或许这本就是一段不可求的感情,我不过是自食其果。她说得对,一切俱都是报应。
可恨,哪怕是到了这一刻,我还在眷恋她,甚至比以往任何时候都眷恋她曾带给我的温暖。
我撑着地捂着侧腹缓缓站起来,慢慢走到桌前,拿起烛台,又慢慢蹲下去,将摔得支离破碎的流玉一小块一小块地捡起来放进掌心。额头上流的血已经让我睁不开右眼了,可我不太想去处理伤口。
可就算我不处理它,那个会心疼我的人也已经不在了。
我摸着手里的流玉碎块,想起我曾经亲手在上面刻下的字。只可惜,这段缘分从一开始就是错的,一切温存,不过一场黄粱美梦。
我握紧了手里的碎块,把头埋进膝盖里。
第97章 南泱番外(五)麻衣如雪
窗外飞快地闪过繁华的楼阁,路边的行人都撑着伞匆匆忙忙地一闪而过,而马车下的青砖和楼阁上的白瓦都渐渐在视野里远去,在大雨中越来越模糊,模糊到我再也看不清它们的轮廓。但窗外的景色并不是我长久出神的缘由,我只是觉得空荡荡的,迫切地需要一些东西来填补这些空荡。

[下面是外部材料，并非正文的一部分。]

PR #477, opened 2015-10-29
Solve #456: Star profile view show FWHM in larger font when the view is higher th…

### LINKED ISSUE #456: Request to display FWHM in larger font for focusing
from Stark Labs yahoo group:

This is a request.  Could the FWHM text be shown in large text?  When focusing my guidescope I would like to be able to read the FWHM value shown on the star profile window.

Thanks,

Jeff

hholi:
…an half the systems screen.
Fixes #456 

When the star profile view is larger than half the systems screen the font for FWHM will grow as the height increases.
star profile normal
![star profile half screen height]
(https://cloud.githubusercontent.com/assets/7082679/10821007/69fa5aa4-7e50-11e5-8cc7-3efbd9b12e0a.png)
star profile full screen height

### DIFF
--- a/star_profile.cpp
+++ b/star_profile.cpp
@@ -151,7 +151,7 @@ void ProfileWindow::OnPaint(wxPaintEvent& WXUNUSED(evt))
 
     int i;
     int *profptr;
-    string profileLabel;
+    wxString profileLabel;
     switch (this->mode) {  // Figure which profile to use
     case 0: // mid-row
     default:
--- a/star_profile.cpp
+++ b/star_profile.cpp
@@ -120,6 +120,30 @@ void ProfileWindow::OnPaint(wxPaintEvent& WXUNUSED(evt))
     const int xsize = this->GetSize().GetX();
     const int ysize = this->GetSize().GetY();
 
+#if defined (__APPLE__)
+    dc.SetFont(*wxSMALL_FONT);
+#else
+    dc.SetFont(*wxSWISS_FONT);
+#endif
+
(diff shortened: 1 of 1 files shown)


star_profile.cpp
```diff
@@ -127,20 +151,20 @@ void ProfileWindow::OnPaint(wxPaintEvent& WXUNUSED(evt))
...
     int i;
     int *profptr;
-    wxString label;
+    string profileLabel;
     switch (this->mode) {  // Figure which profile to use
     case 0: // mid-row
     default:
         profptr = midrow_profile;
-        label = _("Mid row");
+        profileLabel = "Mid row";
```
agalasso: _("Mid row") is important since this marks the string for translation (gettext).  We need to keep the _() !
_() is a macro that expands to wxGetTranslation() so if the user has selected a different language, "Mid row" is replaced by the corresponding localized version of the text.

hholi: I just pushed a correction to this.
Hallgeir

2015-10-29 16:39 GMT+01:00 Andy Galasso <notifications@github.com>:

star_profile.cpp
```diff
@@ -127,20 +151,20 @@ void ProfileWindow::OnPaint(wxPaintEvent& WXUNUSED(evt))
 
     int i;
     int *profptr;
-    wxString label;
+    string profileLabel;
```
agalasso: using std::string will introduce some odd implicit conversions, and I'm not sure it will produce the right results for all locales.  Better to stick with wxString since a) the return type of _() is wxString, and b) the %s in wxString::Format() expects a wxString

Issue #480, opened 2015-10-30
Add HFD to star profile view for focusing


hholi:
Using the HFD in large font and making better use of screen area for the number.

agalasso:
fixed by Halgeir
b6dd190012293881dbbb72da0336381cfbcf0951

PR #481, opened 2015-10-30
480 hfd

hholi:
Solves #480 

Replaced FWHM number shown in window with HFD.
Rule for showing HFD in large font is now that view y > view x / 2 to make better use of screen area.


hholi:
Added back the FWHM label.

PR #515, opened 2016-03-03
issue 426.  added support for one shot move.  Mouse position captured…

johnson-cj:
… with ctrl-alt-mouseclick and position offset sent to mount.

### DIFF
--- a/guider_onestar.cpp
+++ b/guider_onestar.cpp
@@ -635,7 +635,27 @@ void GuiderOneStar::OnLClick(wxMouseEvent &mevent)
 {
     try
     {
-        if (mevent.GetModifiers() == wxMOD_CONTROL)
+        //single shot move -- C.Johnson 3/2/2016
+	if (mevent.GetModifiers() == wxMOD_ALTGR)
+        	{
+		//if no star selected or mount not connected, do nothing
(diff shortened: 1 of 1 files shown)


agalasso:
Hi CJ, Sorry for the delay getting back to you on this.
I think the code works as a good proof-of-concept, but I think there are some items that we'll need to address before merging it.

1. a large mount move in the main thread blocks the main thread (UI) for potentially many seconds. Perhaps the move should be done in the worker thread, not the main thread so the UI is not blocked, but there are implications for handling what can and cannot happen in the UI when the move is in progress (we'd have to think about that).
2. the code as written does not appear to account for camera angle (right?)
3. the keyboard shortcut is a bit obscure and could potentially be disruptive if a user accidentally alt-clicked when meaning to Shift-click (deselect) or Ctrl-click (bookmark).  Perhaps right-click with a pop-up menu with an option "nudge to here" would be safer?

Thanks,
Andy

d33psky:
Hey johnson-cj, what do you think about Andy's remarks ?

agalasso:
CJ,
Since this PR has been sitting idle for so long I'm going to close it.  You can submit another PR if you are interested in pursuing it some other time.

PR #524, opened 2016-03-27
SXMacLib: Better timeout and disconnect support

simonct:
Adopt timeout from Camera settings, report read pixels errors to caller and disconnect camera, tidy up code to get camera params


agalasso:
Thanks Simon!

PR #535, opened 2016-04-26
SXMacLib: Isolate linux changes to the Linux build for now, add prefi…

simonct:
…x to log messages


d33psky:
Thanks for the patch and sorry for breaking Mac support. Let's rename the file to match its contents better, something like SXlibUSB ?

PR #549, opened 2016-07-31
Added new eventmonitoring methods: get_mount_guiding_enabled and set_…

RayGralak:
…mount_guiding_enabled

### DIFF
--- a/event_server.cpp
+++ b/event_server.cpp
@@ -1489,6 +1489,39 @@ static void get_camera_binning(JObj& response, const json_value *params)
         response << jrpc_error(1, "camera not connected");
 }
 
+static void get_mount_guiding_enabled(JObj& response, const json_value *params)
+{
+	if (pMount)
+		response << jrpc_result(pMount->GetGuidingEnabled());
+	else
+		response << jrpc_error(1, "mount not defined");
+}
+
+static void set_mount_guiding_enabled(JObj& response, const json_value *params)
+{
+	Params p("enabled", params);
+	const json_value *val = p.param("enabled");
+	bool enable;
+	if (!val || !bool_param(val, &enable))
+	{
+		response << jrpc_error(JSONRPC_INVALID_PARAMS, "expected enabled boolean param");
+		return;
+	}
+
+	VERIFY_GUIDER(response);
+
+	if (pMount)
+	{
+		pMount->SetGuidingEnabled(enable);
+		if (pFrame && pFrame->pAdvancedDialog)
+			pFrame->pAdvancedDialog->LoadValues();
+		response << jrpc_result(0);
+	}
+	else
+		response << jrpc_error(1, "mount not defined");
+}
+
+
 static void dump_request(const wxSocketClient *cli, const json_value *req)
 {
     Debug.Write(wxString::Format("evsrv: cli %p request: %s\n", cli, json_format(req)));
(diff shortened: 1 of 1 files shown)


agalasso:
Ray,

Thanks for the pull request. My comments:

1. There is some ambiguity regarding AO vs. Mount.  In the UI the user can enable and disable AO and Mount guide output independently, but the new code will enable/disable the AO if it is present, and the mount otherwise.  This is probably ok assuming the intent is to disable guiding for PEMPro to measure PE, but if this is the intent we should probably change the method name to make the intent more clear.  Perhaps: enable_guide_output / get_guide_output_enabled ?

2. returning a JSON error when mount (or AO) is "None". This is a valid configuration, so I don't think it should return a json error. So far we have reserved error responses for hard errors like invalid JSON requests, internal PHD2 error and such. I think it would be ok to return false when pMount is null.

If we are going to have enable_guide_output return a JSON error if pMount is null, then we probably should add a new method to allow an app to see if a mount and/or AO is present before attempting to call enable_guide_output. I just added a new method "get_current_equipment" that can be used for this purpose.

3. VERIFY_GUIDER(response) - this can be omitted since the method is not referencing pFrame->pGuider hence no point in validating it

4. please convert hard tabs to 4 spaces

Thanks,
Andy

RayGralak:
Hi Andy,

I think I'm ok with those changes. I'm unclear if you are asking me to make those changes, or you would make them if you were to integrate the code into the main branch? If you are asking me to do them then I think I may want to add few more methods before making another pull request.

-Ray

agalasso:
>  I'm unclear if you are asking me to make those changes
yes, please go ahead and make the changes

RayGralak:
Hi Andy,

OK, no problem. I had a look again at the #2 issue you mentioned, and I thought I was following the recommended method of reporting an error, as the recently added "get_camera_binning" code does this:

```
static void get_camera_binning(JObj& response, const json_value *params)
{
    if (pCamera && pCamera->Connected)
    {
        int binning = pCamera->Binning;
        response << jrpc_result(binning);
    }
    else
        response << jrpc_error(1, "camera not connected");
}
```
While my code does this:

```
static void get_mount_guiding_enabled(JObj& response, const json_value *params)
{
	if (pMount)
		response << jrpc_result(pMount->GetGuidingEnabled());
	else
		response << jrpc_error(1, "mount not defined");
}
```
Just so I can understand how responses like this should be done, why is it OK to return a json error for get_camera_binning if a camera is not connected, but it is not OK for get_mount_guiding_enabled to return an error if no mount has been defined? 

Thanks,

-Ray

agalasso:
> why is it OK to return a json error for get_camera_binning if a camera is not connected, but it is not OK for get_mount_guiding_enabled to return an error if no mount has been defined?

I don't think there was any other option other than to return an error if binning is unknown. In the guiding enabled case it is plausible to state "false" when the mount is set to "None". If you feel strongly that you would prefer to have it return an error, then I will not object.

RayGralak:
Hi Andy,

I believe that "guiding enabled" can be false (or true), even when a mount is defined and PHD2 is **not** guiding. I feel there should be a distinction between the setting being disabled and not being able to return the setting's value, so I would like to keep that json error as is. I think there is value in hinting to the caller what needs to be done (i.e., define a mount or AO device in PHD2).

I'll commit the other changes you requested tonight when I get home. I already edited those changes this morning and this was the only issue that needed clarification.

Best regards,

-Ray

Issue #565, opened 2016-11-16
cam_QHY5.cpp file bug - maybe solved


astrovr:
Hi, I'm new on OpenPHDGuiding project so first of all congratulations to all contributors for this work!
I'm owner of a Magzero Mz5-m camera (QHY5 camera for italian market brand) that doesn't work well with PHD2 on Raspberry (ubuntu mate 16.04 OS): in particular calibration and guiding procedures fail (i use a 9x50 finder as guidescope and all calibration and guiding settings are correctly set).
After many test I've found the reason: a bug in cam_qhy5.cpp file.
The bug is here:

-----
`bool Camera_QHY5Class::ST4PulseGuideScope(int direction, int duration)
{
    int result = -1;
    int reg = 0;
    int32_t dur[2] = { -1, -1};

    duration /= 10;

    if (duration >= 255) duration = 254; // Max guide pulse is 2.54s -- 255 keeps it on always`

-----
with this settings calibration steps (and guiding corrections I suppose) are limited to 254 ms, a too short value for guiding expecially with short guidescopes (i.e. 9x50 finder that i use).
This bug is confirmed by testing the funcion "Manual guide" where even with long time pulses (1000 ms and longer) corresponds always a short noise of motor movements, compatible with a 254 ms correction pulse.
Also the calibration procedures confirm this: instead of about 12 steps, 40 or higher steps are necessary to perform (a bad) calibration.
I modify the cpp file as follows:

-----
` bool Camera_QHY5Class::ST4PulseGuideScope(int direction, int duration)
{
    int result = -1;
    int reg = 0;
    int32_t dur[2] = { -1, -1};

    // duration /= 10;

    if (duration >= 2500) duration = 2500; // Max guide pulse is 2.54s -- 255 keeps it on always `

----
and rebuild PHD2 according the procedure for Ubuntu.
Now calibration and guiding work. Calibration is done in about 12 steps and I don't lose the guiding star, even with a rough polar alignment.
In attachment the cam_qhy5.cpp file (you have to unzip the folder).
Sorry for my bad english...

Matteo

[cam_qhy5.zip](https://github.com/OpenPHDGuiding/phd2/files/594037/cam_qhy5.zip)

agalasso:
Matteo, great work, thanks for the fix!
The best way to get your change into the master branch would be for you to submit a new Pull Request.
Create your own fork containing your change, then submit the pull request.
Andy

astrovr:
[...]

PR #566, opened 2016-11-16
Bug fixed as issue #565 - cam_qhy5.cpp file

astrovr:
I'm owner of a Magzero Mz5-m camera (QHY5 camera for italian market brand) that doesn't work well with PHD2 on Raspberry (ubuntu mate 16.04 OS): in particular calibration and guiding procedures fail (i use a 9x50 finder as guidescope and all calibration and guiding settings are correctly set).
After many test I've found the reason: a bug in cam_qhy5.cpp file.
The bug is here:

`bool Camera_QHY5Class::ST4PulseGuideScope(int direction, int duration)
{
int result = -1;
int reg = 0;
int32_t dur[2] = { -1, -1};

duration /= 10;

if (duration >= 255) duration = 254; // Max guide pulse is 2.54s -- 255 keeps it on always`
with this settings calibration steps (and guiding corrections I suppose) are limited to 254 ms, a too short value for guiding expecially with short guidescopes (i.e. 9x50 finder that i use).
This bug is confirmed by testing the funcion "Manual guide" where even with long time pulses (1000 ms and longer) corresponds always a short noise of motor movements, compatible with a 254 ms correction pulse.
Also the calibration procedures confirm this: instead of about 12 steps, 40 or higher steps are necessary to perform (a bad) calibration.
I modify the cpp file as follows:

` bool Camera_QHY5Class::ST4PulseGuideScope(int direction, int duration)
{
int result = -1;
int reg = 0;
int32_t dur[2] = { -1, -1};

// duration /= 10;

if (duration >= 2500) duration = 2500; // Max guide pulse is 2.54s -- 255 keeps it on always `
and rebuild PHD2 according the procedure for Ubuntu.
Now calibration and guiding work. 

Matteo

### DIFF
--- a/cam_qhy5.cpp
+++ b/cam_qhy5.cpp
@@ -146,9 +146,9 @@ bool Camera_QHY5Class::ST4PulseGuideScope(int direction, int duration)
     int reg = 0;
     int32_t dur[2] = { -1, -1};
 
-    duration /= 10;
+    // duration /= 10;
 
-    if (duration >= 255) duration = 254; // Max guide pulse is 2.54s -- 255 keeps it on always
+    if (duration >= 2500) duration = 2500; // Max guide pulse is 2.54s -- 255 keeps it on always
     switch (direction)
     {
     case WEST:


agalasso:
merged, thanks!

PR #570, opened 2016-12-07
Properly use Info.plist with cmake, enable Retina support

markus-k:
This pull request removes the unused `PHD-Info.plist` (correct me if I'm wrong, couldn't find it in use anywhere) and replaces it a template from CMake, `MacOSXBundleInfo.plist.in`.

The new plist also has the key for HiDPI/Retina support set, which wasn't working beforehand.


agalasso:
good stuff, thanks!

PR #606, opened 2017-05-07
Allow usage of system's Eigen3 and Gtest

mattiaverga:
Follow up of previous pull request, now it's possible to use system's Eigen3 and Gtest also.

I moved the relevant options to _compiler_options.cmake_.


raffienficiaud:
Hi, why do we need to have the FindGtest.cmake ? Isn't the module provided by cmake enough?

mattiaverga:
You're right, forgive me as I'm new to cmake and I didn't know of that module...
I've modified the pull request.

心里压抑着很难受,明明没有患心疾,胸口却总是闷痛。古人说情之一字最为伤人,我以前心态清高,不屑于这种说法,而如今……实为可笑。
但我并没有忘记,之前轻欢问我:“师父,你会不会恨我,恨我毁了你的道?”我当时笃定地回答:“世人所谓道生一,一生二,二生三,三生万物。而现于我来说,万物皆不如你,我修道何用?”